**What to work on**
Could you give back the whole listing exactly as written?
* * * * * * * * *
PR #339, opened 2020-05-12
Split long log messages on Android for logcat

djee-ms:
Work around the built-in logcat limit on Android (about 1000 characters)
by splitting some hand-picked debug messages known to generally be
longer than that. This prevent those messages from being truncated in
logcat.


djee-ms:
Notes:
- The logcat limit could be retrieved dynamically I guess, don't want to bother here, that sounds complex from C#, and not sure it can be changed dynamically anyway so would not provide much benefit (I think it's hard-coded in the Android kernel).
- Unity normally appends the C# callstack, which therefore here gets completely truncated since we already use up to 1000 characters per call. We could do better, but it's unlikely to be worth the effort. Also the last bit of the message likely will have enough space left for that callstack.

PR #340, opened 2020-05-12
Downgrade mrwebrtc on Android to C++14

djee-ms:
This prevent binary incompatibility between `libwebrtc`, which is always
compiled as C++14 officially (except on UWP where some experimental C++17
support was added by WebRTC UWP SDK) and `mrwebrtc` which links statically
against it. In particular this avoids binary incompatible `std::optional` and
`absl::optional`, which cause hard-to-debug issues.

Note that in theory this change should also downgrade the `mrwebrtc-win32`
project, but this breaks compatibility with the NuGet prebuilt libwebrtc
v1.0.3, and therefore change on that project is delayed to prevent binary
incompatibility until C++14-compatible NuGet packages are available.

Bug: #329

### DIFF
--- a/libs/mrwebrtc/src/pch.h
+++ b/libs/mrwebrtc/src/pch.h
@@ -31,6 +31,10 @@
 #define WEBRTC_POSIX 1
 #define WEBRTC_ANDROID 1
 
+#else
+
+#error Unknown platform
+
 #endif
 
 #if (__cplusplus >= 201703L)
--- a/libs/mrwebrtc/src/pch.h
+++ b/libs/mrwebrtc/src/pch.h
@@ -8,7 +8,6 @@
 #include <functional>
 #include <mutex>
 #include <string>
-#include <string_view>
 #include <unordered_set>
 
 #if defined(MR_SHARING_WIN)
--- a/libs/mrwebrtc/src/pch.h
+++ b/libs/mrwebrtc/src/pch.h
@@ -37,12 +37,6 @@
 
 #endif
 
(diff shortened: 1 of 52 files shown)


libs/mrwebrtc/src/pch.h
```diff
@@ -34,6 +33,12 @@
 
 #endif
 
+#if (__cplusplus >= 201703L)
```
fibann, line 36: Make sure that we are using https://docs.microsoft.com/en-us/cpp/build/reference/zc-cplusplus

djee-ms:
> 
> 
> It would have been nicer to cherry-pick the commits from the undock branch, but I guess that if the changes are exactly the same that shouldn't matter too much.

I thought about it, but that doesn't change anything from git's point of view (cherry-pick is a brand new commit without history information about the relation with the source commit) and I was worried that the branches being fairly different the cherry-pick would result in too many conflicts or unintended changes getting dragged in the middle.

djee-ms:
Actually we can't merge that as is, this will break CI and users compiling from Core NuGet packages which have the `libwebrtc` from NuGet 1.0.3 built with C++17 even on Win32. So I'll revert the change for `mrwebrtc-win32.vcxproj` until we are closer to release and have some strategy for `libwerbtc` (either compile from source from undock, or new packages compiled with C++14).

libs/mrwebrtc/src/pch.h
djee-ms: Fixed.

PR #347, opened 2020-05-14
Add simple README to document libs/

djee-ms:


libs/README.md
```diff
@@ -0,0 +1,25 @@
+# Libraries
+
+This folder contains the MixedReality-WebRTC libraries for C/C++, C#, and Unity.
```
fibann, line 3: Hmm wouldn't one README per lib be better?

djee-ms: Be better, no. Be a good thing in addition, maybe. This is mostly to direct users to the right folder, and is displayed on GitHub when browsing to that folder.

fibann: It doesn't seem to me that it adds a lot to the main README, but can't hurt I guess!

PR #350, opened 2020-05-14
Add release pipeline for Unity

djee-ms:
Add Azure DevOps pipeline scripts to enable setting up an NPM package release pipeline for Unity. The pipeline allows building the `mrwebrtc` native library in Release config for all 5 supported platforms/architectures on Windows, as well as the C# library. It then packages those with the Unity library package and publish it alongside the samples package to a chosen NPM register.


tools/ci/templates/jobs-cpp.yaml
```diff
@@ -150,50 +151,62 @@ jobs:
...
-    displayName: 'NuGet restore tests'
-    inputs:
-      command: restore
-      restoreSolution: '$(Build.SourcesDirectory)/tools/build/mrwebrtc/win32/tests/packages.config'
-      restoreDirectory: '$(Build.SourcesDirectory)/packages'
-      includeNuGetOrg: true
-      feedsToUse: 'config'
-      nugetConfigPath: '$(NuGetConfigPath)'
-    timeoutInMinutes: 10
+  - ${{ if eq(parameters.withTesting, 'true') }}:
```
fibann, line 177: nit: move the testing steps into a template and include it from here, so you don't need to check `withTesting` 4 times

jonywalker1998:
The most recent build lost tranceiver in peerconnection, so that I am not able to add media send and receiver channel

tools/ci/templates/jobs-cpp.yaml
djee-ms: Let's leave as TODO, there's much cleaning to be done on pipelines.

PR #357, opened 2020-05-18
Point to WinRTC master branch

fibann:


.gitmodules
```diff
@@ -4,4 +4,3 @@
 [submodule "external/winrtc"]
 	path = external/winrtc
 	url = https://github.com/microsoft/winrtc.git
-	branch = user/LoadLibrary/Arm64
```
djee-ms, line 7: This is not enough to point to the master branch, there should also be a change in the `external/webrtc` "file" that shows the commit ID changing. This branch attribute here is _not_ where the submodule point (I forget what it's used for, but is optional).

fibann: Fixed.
* * * * * * * * *
**Written answer**
PR #339, opened 2020-05-12
Split long log messages on Android for logcat

djee-ms:
Work around the built-in logcat limit on Android (about 1000 characters)
by splitting some hand-picked debug messages known to generally be
longer than that. This prevent those messages from being truncated in
logcat.


djee-ms:
Notes:
- The logcat limit could be retrieved dynamically I guess, don't want to bother here, that sounds complex from C#, and not sure it can be changed dynamically anyway so would not provide much benefit (I think it's hard-coded in the Android kernel).
- Unity normally appends the C# callstack, which therefore here gets completely truncated since we already use up to 1000 characters per call. We could do better, but it's unlikely to be worth the effort. Also the last bit of the message likely will have enough space left for that callstack.

PR #340, opened 2020-05-12
Downgrade mrwebrtc on Android to C++14

djee-ms:
This prevent binary incompatibility between `libwebrtc`, which is always
compiled as C++14 officially (except on UWP where some experimental C++17
support was added by WebRTC UWP SDK) and `mrwebrtc` which links statically
against it. In particular this avoids binary incompatible `std::optional` and
`absl::optional`, which cause hard-to-debug issues.

Note that in theory this change should also downgrade the `mrwebrtc-win32`
project, but this breaks compatibility with the NuGet prebuilt libwebrtc
v1.0.3, and therefore change on that project is delayed to prevent binary
incompatibility until C++14-compatible NuGet packages are available.

Bug: #329

### DIFF
--- a/libs/mrwebrtc/src/pch.h
+++ b/libs/mrwebrtc/src/pch.h
@@ -31,6 +31,10 @@
 #define WEBRTC_POSIX 1
 #define WEBRTC_ANDROID 1
 
+#else
+
+#error Unknown platform
+
 #endif
 
 #if (__cplusplus >= 201703L)
--- a/libs/mrwebrtc/src/pch.h
+++ b/libs/mrwebrtc/src/pch.h
@@ -8,7 +8,6 @@
 #include <functional>
 #include <mutex>
 #include <string>
-#include <string_view>
 #include <unordered_set>
 
 #if defined(MR_SHARING_WIN)
--- a/libs/mrwebrtc/src/pch.h
+++ b/libs/mrwebrtc/src/pch.h
@@ -37,12 +37,6 @@
 
 #endif
 
(diff shortened: 1 of 52 files shown)


libs/mrwebrtc/src/pch.h
```diff
@@ -34,6 +33,12 @@
 
 #endif
 
+#if (__cplusplus >= 201703L)
```
fibann, line 36: Make sure that we are using https://docs.microsoft.com/en-us/cpp/build/reference/zc-cplusplus

djee-ms:
> 
> 
> It would have been nicer to cherry-pick the commits from the undock branch, but I guess that if the changes are exactly the same that shouldn't matter too much.

I thought about it, but that doesn't change anything from git's point of view (cherry-pick is a brand new commit without history information about the relation with the source commit) and I was worried that the branches being fairly different the cherry-pick would result in too many conflicts or unintended changes getting dragged in the middle.

djee-ms:
Actually we can't merge that as is, this will break CI and users compiling from Core NuGet packages which have the `libwebrtc` from NuGet 1.0.3 built with C++17 even on Win32. So I'll revert the change for `mrwebrtc-win32.vcxproj` until we are closer to release and have some strategy for `libwerbtc` (either compile from source from undock, or new packages compiled with C++14).

libs/mrwebrtc/src/pch.h
djee-ms: Fixed.

PR #347, opened 2020-05-14
Add simple README to document libs/

djee-ms:


libs/README.md
```diff
@@ -0,0 +1,25 @@
+# Libraries
+
+This folder contains the MixedReality-WebRTC libraries for C/C++, C#, and Unity.
```
fibann, line 3: Hmm wouldn't one README per lib be better?

djee-ms: Be better, no. Be a good thing in addition, maybe. This is mostly to direct users to the right folder, and is displayed on GitHub when browsing to that folder.

fibann: It doesn't seem to me that it adds a lot to the main README, but can't hurt I guess!

PR #350, opened 2020-05-14
Add release pipeline for Unity

djee-ms:
Add Azure DevOps pipeline scripts to enable setting up an NPM package release pipeline for Unity. The pipeline allows building the `mrwebrtc` native library in Release config for all 5 supported platforms/architectures on Windows, as well as the C# library. It then packages those with the Unity library package and publish it alongside the samples package to a chosen NPM register.


tools/ci/templates/jobs-cpp.yaml
```diff
@@ -150,50 +151,62 @@ jobs:
...
-    displayName: 'NuGet restore tests'
-    inputs:
-      command: restore
-      restoreSolution: '$(Build.SourcesDirectory)/tools/build/mrwebrtc/win32/tests/packages.config'
-      restoreDirectory: '$(Build.SourcesDirectory)/packages'
-      includeNuGetOrg: true
-      feedsToUse: 'config'
-      nugetConfigPath: '$(NuGetConfigPath)'
-    timeoutInMinutes: 10
+  - ${{ if eq(parameters.withTesting, 'true') }}:
```
fibann, line 177: nit: move the testing steps into a template and include it from here, so you don't need to check `withTesting` 4 times

jonywalker1998:
The most recent build lost tranceiver in peerconnection, so that I am not able to add media send and receiver channel

tools/ci/templates/jobs-cpp.yaml
djee-ms: Let's leave as TODO, there's much cleaning to be done on pipelines.

PR #357, opened 2020-05-18
Point to WinRTC master branch

fibann:


.gitmodules
```diff
@@ -4,4 +4,3 @@
 [submodule "external/winrtc"]
 	path = external/winrtc
 	url = https://github.com/microsoft/winrtc.git
-	branch = user/LoadLibrary/Arm64
```
djee-ms, line 7: This is not enough to point to the master branch, there should also be a change in the `external/webrtc` "file" that shows the commit ID changing. This branch attribute here is _not_ where the submodule point (I forget what it's used for, but is optional).

fibann: Fixed.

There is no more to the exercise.